FIG. 7 illustrates a block diagram of a general purpose computing system or computing device 700 implementing a network node of the present invention. Namely, any of the network nodes described above can be implemented using the general purpose computing system 700. The computer system 700 comprises a central processing unit (CPU) 710, a system memory 720, and a plurality of Input/Output (I/O) devices 730.
 In one embodiment, novel protocols, methods, data structures and other software modules as disclosed above are loaded into the memory 720 and are operated by the CPU 710. Alternatively, the various software modules (or parts thereof) within the memory 720 can be implemented as physical devices or even a combination of software and hardware, e.g., using application specific integrated circuits (ASIC), where the software is loaded from a storage medium, (e.g., a magnetic or optical drive or diskette) and operated by the CPU in the memory 720 of the computer. As such, the novel protocols, methods, data structures and other software modules as disclosed above or parts thereof can be stored on a computer readable medium, e.g., RAM memory, magnetic or optical drive or diskette and the like.
 Depending on the implementation of a particular network node, the I/O devices include, but are not limited to, a keyboard, a mouse, a display, a storage device (e.g., disk drive, optical drive and so on), a scanner, a printer, a network interface, a modem, a graphics subsystem, a transmitter, a receiver, one or more sensors (e.g., a global positioning system (GPS) receiver, a temperature sensor, a vibration or seismic sensor, an acoustic sensor, a voltage sensor, and the like). It should be noted that various controllers, bus bridges, and interfaces (e.g., memory and I/O controller, I/O bus, AGP bus bridge, PCI bus bridge and so on) are not specifically shown in FIG. 7. However, those skilled in the art will realize that various interfaces are deployed within the computer system 700, e.g., an AGP bus bridge can be deployed to interface a graphics subsystem to a system bus and so on. It should be noted that the present invention is not limited to a particular bus or system architecture.

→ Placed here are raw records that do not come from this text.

PR #1008, opened 2021-05-21
Fix nan assignment to integer array in RaggedArray

philippjfr:
Fixes tests

### DIFF
--- a/setup.py
+++ b/setup.py
@@ -26,6 +26,7 @@ install_requires = [
 ]
 
 examples = [
+    'distributed',
     'holoviews >=1.10.0',
     'scikit-image',
     'bokeh',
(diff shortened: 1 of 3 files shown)


setup.py
```diff
@@ -45,13 +43,13 @@
...
         'fastparquet >=0.1.6',  # optional dependency
         'holoviews >=1.10.0',
+        'bokeh',
         'pyarrow',
         'netcdf4',
         'twine',   # required for pip packaging
         'rfc3986', # required by twine
         'keyring', # required by twine
-        'spatialpandas',
-        'ipympl'
```
jbednar, line 54: Why was this removed? Isn't it needed for the datashader examples now?

philippjfr: ipympl is not enabled by default no and I was trying to improve solve time.

PR #1016, opened 2021-08-02
Use cupy.interp when available

philippjfr:
For now we still provide backward compatibility for older versions of cupy. This also eliminates a warning about transferring an numpy array to the GPU by explicitly casting it with cupy.asarray.

### DIFF
--- a/datashader/transfer_functions/_cuda_utils.py
+++ b/datashader/transfer_functions/_cuda_utils.py
@@ -111,14 +111,16 @@ def masked_clip_2d_kernel(data, mask, lower, upper):
         cuda_atomic_nanmin(data, (i, j), upper)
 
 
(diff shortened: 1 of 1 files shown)


maximlt:
@philippjfr could you check out the failing tests? Thanks!

philippjfr:
Logs appear to have expired and it **very** doubtful the failures were related to this PR since we don't/can't test GPU codepaths atm.

Hoxbro:
I didn't see this PR but have been working on some more cuda support here https://github.com/Hoxbro/datashader/pull/1, also including interp. 

I didn't want to add it before CI was fixed, but I can see a new release is on the horizon, and because I'm not at my computer until next week, I will just “announce” it here.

 For example, a sensor node of the present invention can be implemented using the computing system 700. More specifically, the computing system 700 would comprise a Bluetooth stack, a routing protocol (may include security and quality of service requirements), and an intelligent sensor device protocol. The protocols and methods are loaded into memory 720.
 Although various embodiments which incorporate the teachings of the present invention have been shown and described in detail herein, those skilled in the art can readily devise many other varied embodiments that still incorporate these teachings.